The crystal structures of the samples were examined by X-ray diffraction (XRD; Ultima IV, Rigaku, Tokyo, Japan) using an air-tight holder to protect the samples from air humidity. Local structure of the prepared solid electrolytes was investigated by solid-state 31P MAS NMR spectroscopy (Avance III 400, Bruker, Tokyo, Japan) using the typical single pulse sequence with a spinning rate of 5 kHz. UV-Vis spectra were recorded using a V-670 spectrophotometer (Jasco, Tokyo, Japan).

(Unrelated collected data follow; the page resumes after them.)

PR #1090, opened 2024-05-09
`CompatibilityChecker`: check all layers within designspace sources

RickyDaMa:
The problem is that the compatibility checker iterates over every source but does not consider whether they are sparse layers

This means that it duplicates work and misrepresents how many sources it's checking (given that it counts every layer, but only checks the default layer for each UFO)

This PR changes the reporting to be accurate (and improves phrasing / word choice to aid understanding), and **extends the `CompatibilityChecker`'s scope to include the previously unchecked non-default layers**

There's definitely cases where more checking is more betterer, however it'll creating additional compatibility check failures (even in the test data used within this repository). Before continuing this PR with tests etc., we want to make sure that the checks aren't now overstepping from correctness into things that should be warnings (e.g. are mismatching anchors in sparse layers worth failing the build over?). We'll add & update tests once we've discussed & decided

Aside: https://matklad.github.io/2022/10/24/actions-permissions.html

### DIFF
--- a/Lib/fontmake/compatibility.py
+++ b/Lib/fontmake/compatibility.py
@@ -100,15 +100,15 @@ class CompatibilityChecker:
         for obj, (font, layer) in zip(objs, self.current_layers):
             values.setdefault(func(obj), []).append(self._name_for(font, layer))
         if len(values) < 2:
-            logger.debug(f"All fonts had same {what} in {context}")
+            logger.debug(f"All sources had same {what} in {context}")
             return True
-        report = f"\nFonts had differing {what} in {context}:\n"
+        report = f"\nSources had differing {what} in {context}:\n"
         debug_enabled = logger.isEnabledFor(logging.DEBUG)
         for value, source_names in values.items():
             if debug_enabled or len(source_names) <= 6:
                 key = ", ".join(source_names)
             else:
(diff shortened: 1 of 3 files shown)


anthrotype:
> Anchors - Discussed above, we need to stop checking these

@RickyDaMa you should first actually check that it works as intended in ufo2ft and doesn't crash. this remindes me https://github.com/googlefonts/ufo2ft/pull/840

anthrotype:
> GPOS context for anchors

what's that?

anthrotype:
ah it's the glyphsLib's ContextualMarkFeatureWriter 

https://github.com/googlefonts/glyphsLib/blob/cedaacdc2bd17e879c3332b30e567ce5bafa0f37/Lib/glyphsLib/featureWriters/markFeatureWriter.py#L116

well I suppose whatever treatment you apply for anchors in general you should also apply for their GPOS context

anthrotype:
>> Anchors - Discussed above, we need to stop checking these

> RickyDaMa you should first actually check that it works as intended in ufo2ft and doesn't crash.

@RickyDaMa actually this works as of now thanks to @khaledhosny https://github.com/googlefonts/ufo2ft/pull/842

PR #1154, opened 2025-08-27
Pass auto_use_my_metrics=False to ufo2ft for variable fonts

anthrotype:
This is fix/prevent the issue described in https://github.com/fonttools/fonttools/pull/3912

Also see the discussion in https://github.com/googlefonts/fontc/issues/1614

The PR is intended to [match fontc's default behavior](https://github.com/googlefonts/fontc/pull/1615) whereby the USE_MY_METRICS glyf component flag is only automatically set for static font builds, and no longer also for variable font builds, where this can be problematic when composite/component glyph metrics are inconsistent across masters and the HVAR table (normally preferred over glyf+gvar phantom points) gets dropped.


anthrotype:
fontmake already had a `--no-auto-use-my-metrics` CLI flag to disable this. The PR adds a positive `--auto-use-my-metrics` flag as well, to manually opt-in the ufo2ft feature.

By default, fontmake will continue to pass `auto_use_my_metrics=True` when building static fonts (either from `-u` single ufos, or from interpolated instances with the `-i` flag).
But it will pass `auto_use_my_metrics=False` when building interpolatable master TTFs or variable fonts.

cmyr (approved):
looks reasonable!

PR #1168, opened 2026-05-26
Generate preliminary openTypeCategories from GlyphData.xml for DS/UFOs

anthrotype:
When building DS+UFO sources that lack explicit `public.openTypeCategories`, fontmake now generates preliminary categories for marks and ligatures using glyphsLib's GlyphData.xml and passes them to ufo2ft via the new
`preliminaryOpenTypeCategories` kwarg from https://github.com/googlefonts/ufo2ft/pull/985.

ufo2ft finalizes them after anchor propagation, pruning anchorless ligatures and inferring bases from attaching anchors.

This closes the gap between .glyphs and DS+UFO sources: .glyphs sources get categories via glyphsLib's export, but DS+UFO sources authored directly had no way to get them automatically. Without categories, ufo2ft's anchor propagation would fall back to fallible heuristics, leading to incorrect ligature anchor numbering and GDEF differences vs fontc.

`_preliminary_categories_for_font(font)` iterates over all glyphs and classifies them using `glyphsLib.glyphdata.get_glyph()`, respecting per-glyph category/subCategory overrides from the glyph's lib (matching Glyphs.app behavior). Marks are glyphs with category "Mark" and subCategory "Nonspacing" or "Spacing Combining"; ligatures are glyphs with subCategory "Ligature".

The categories are "preliminary" because they're based on GlyphData.xml alone, before anchor propagation. ufo2ft refines them: marks are kept as-is, ligatures are kept only if they gained attaching anchors after propagation, and bases are inferred for remaining glyphs with attaching anchors. This classification logic matches glyphsLib's [`_build_public_opentype_categories`](https://github.com/googlefonts/glyphsLib/blob/75c07d42/Lib/glyphsLib/builder/features.py#L213-L272).

Sources that already have explicit `public.openTypeCategories` (in the DS lib or font lib) are left untouched.

Depends on googlefonts/ufo2ft#985

### DIFF
--- a/Lib/fontmake/font_project.py
+++ b/Lib/fontmake/font_project.py
@@ -114,6 +114,92 @@ class CurveConversion(enum.Enum):
         )
 
 
+OPENTYPE_CATEGORIES_KEY = PUBLIC_PREFIX + "openTypeCategories"
+
+try:
+    from dataclasses import fields as _dc_fields
+
+    from ufo2ft._compilers.baseCompiler import BaseCompiler as _BC
+
+    _HAS_PRELIMINARY_CATEGORIES = any(
+        f.name == "preliminaryOpenTypeCategories" for f in _dc_fields(_BC)
+    )
+except Exception:
+    _HAS_PRELIMINARY_CATEGORIES = False
+
+
+def _preliminary_categories_for_font(font):
+    """Generate preliminary openTypeCategories from GlyphData.xml for a font.
+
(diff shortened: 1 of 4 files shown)


anthrotype:
Note I have NOT bumped the minimum ufo2ft. If for whatever reasons you prefer to pin ufo2ft to the previous version with the old `propagateAnchors` filter, you can still do that.

PR #1173, opened 2026-09-10
[compatibility] Normalize contour points before comparing

### LINKED ISSUE #875: ERROR:fontmake.compatibility – compatibility checker is maybe overzealous picky about start points
The compatibility checker seems to block glyphs that will interpolate without issue.

I have at least three projects which will build with FontMake `3.0.0`, but are blocked in `3.1.0`. This includes Recursive, an OFL project, though it is slightly difficult to make a direct reproduction repo because its build is more complex than just a FontMake command. But, if it would be necessary, I could probably make an abbreviated OFL reproduction repo. It’s possible that all of these are blocked because they have been drawn in RoboFont, and I’m not sure whether fonts drawn in e.g. Glyphs or FontLab would have the same issue. However, there are a good number of OFL fonts commissioned by Google that were drawn in RoboFont (Fraunces, Georama, Roboto Serif, Spectral...), so I suspect this issue probably has a fairly wide impact.

The main thing the compatibility checker is getting hung up on are `differing point type` errors, which basically come down to some glyphs having oncurve vs offcurve start points, though sharing the same start segment. For example, here is an outline that has an offcurve point as point index `0`, whereas FontMake expects the start point to be an oncurve:

image

FontMake’s expectation of point `0` being an oncurve – or at least matching exactly between all sources – seems sensible enough. However, it _will_ build these glyphs without issue in FontMake version `3.0.0`. 

As a concrete example, the compatibility checker in `v3.1.0` will block the build for `g.text`, `nine`, `oe`, and more in my Name Sans project:

```
ERROR:fontmake.compatibility:Fonts had differing point type in glyph g.text, contour 1, point 0:
ERROR:fontmake.compatibility: * Name Sans Text Hairline Italic, Name Sans Text Ultra Italic had curve
ERROR:fontmake.compatibility: * Name Sans Text Bold Italic had None
ERROR:fontmake.compatibility:Fonts had differing point type in glyph g.text, contour 1, point 2:
ERROR:fontmake.compatibility: * Name Sans Text Hairline Italic, Name Sans Text Ultra Italic had None
ERROR:fontmake.compatibility: * Name Sans Text Bold Italic had curve
ERROR:fontmake.compatibility:Fonts had differing point type in glyph g.text, contour 1, point 3:
ERROR:fontmake.compatibility: * Name Sans Text Hairline Italic, Name Sans Text Ultra Italic had curve
ERROR:fontmake.compatibility: * Name Sans Text Bold Italic had None
# etc etc
```

However, in `v3.0.0`, these glyphs build into a VF with no visible interpolation issues (at least that I can see in FontGoggles, or that I have seen or heard reported anywhere else):

https://user-images.githubusercontent.com/45946693/163728494-ec948d4d-a09a-4b99-ab9b-719e593efabc.mp4

Of course, there may be good reasons to make these start points exactly match. It certainly seems logical. But, were there actual, documented issues caused by glyphs that had start points that were offcurve in some sources and oncurve in others? Or, could the compatibility checker be made slightly more permissive?

Thanks, as always, to all the FontMake maintainers for their work!

cmyr:
Been looking at the various cases on crater where fontmake fails and fontc doesn't, and came across this.

CompatibilityChecker walks masters index-by-index over the raw UFO point list. This is not the same logic used by the point pen in fontTools, which rotates the point list so that it ends on the first on-curve point (see https://github.com/fonttools/fonttools/blob/82cd560fd9/Lib/fontTools/pens/pointPen.py#L186-L188 ).

This meant that the CompatibilityChecker would reject curves that were actually compatable, when two masters had serialized the same point list with a different start point.

This makes CompatibilityChecker match the rotation logic of the point pen, which means fontmake can now compile a number of fonts that it would previously fail on, such as Exo, Raleway-Italic, and RobotoMono-Italic.

Note that for a contour that really is incompatible, the reported point index is now in normalized rather than glif order.

- fixes #875


anthrotype:
we should not apply this rotation unconditionally.

cu2qu rewrites the glyph through the segment pen (so it actually rotates) only when a cubic was converted or `reverse_direction` is True. When fontmake passes `--keep-direction` or `--ttf-curves keep-quad` (or keep-cubic) the TTGlyphPointPen keeps the raw contour points' order, so a start-point mismatch is a real interpolatable incompatibility.

varLib then does not error in this case but simply warns "glyph has incompatible masters; skipping" and the VF ships with empty gvar glyph with no variations. The keep-direction/keep-quad exists exactly so that point indices stay put (e.g. for manual VTT hinting workflows where that matters).

You could add a `normalize_start_points` kwarg (default True), and at `run_from_designspace` pass True only when we aren't emitting TTF, or when `ttf_curves.convertCubics` and `reverse_direction` are _both_ on.

`--keep-direction` with the default `--ttf-curves cu2qu` would still flag today's #875 false positives for the glyphs that do contain cubic curves (cu2qu does rotate those); but I don't think a per-glyph "modified iff any cubic" would be worth it.

> the reported point index is now in normalized rather than glif order

maybe say "point N (counting from the first on-curve point)" so it isn't read as a glif index

anthrotype (approved):
LGTM

PR #82, opened 2021-12-06
Update supported Python versions

thisac:
**Context:**
Only Python 3.8 and 3.9 are supported.

* Python 3.7 is removed from supported Python versions in `setup.py`.
* The Python badge in the README is updated to show `python 3.8 | 3.9` instead of `python 3.8+`.

**Benefits:**
The correct Python versions are documented.

**Possible Drawbacks:**
None

**Related GitHub Issues:**
None


josh146:
Out of curiosity, how come 3.7 is not supported?

PR #98, opened 2021-12-16
Pin `requirements-dev`

sduquemesa:
**Context:**
Both Tensorflow and pylint require different versions of `typing-extensions` leading to conflict when installing from unpinned `requirements-dev.txt`.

Alternating-current impedance spectroscopy (SI 1260, Solartron, Tokyo, Japan) was employed to measure the temperature dependence of the total conductivity of the prepared samples. Powder samples were placed in an PEEK holder (10 mm in diameter) with two SUS electrodes (Misumi) then pressed at 550 MPa (RT). The cell was placed under an Ar stream in a glass tube to measure the temperature dependence of resistivity. The temperature was gradually increased from room temperature to 210 °C and held at each temperature for 1 h prior to the impedance measurement.
The pelletized sample (diameter of 10 mm) with lithium metal sheets attached on both sides to serve as nonblocking electrodes were made to study the stability of solid electrolytes against lithium metal by DC polarization examination. Current collectors were Au-sputtered SUS rods. The cells were then cycled at ±0.05 mA cm−2 under a dry Ar atmosphere using a charge-discharge device (NAGANO BST-2004H, Nagano, Japan).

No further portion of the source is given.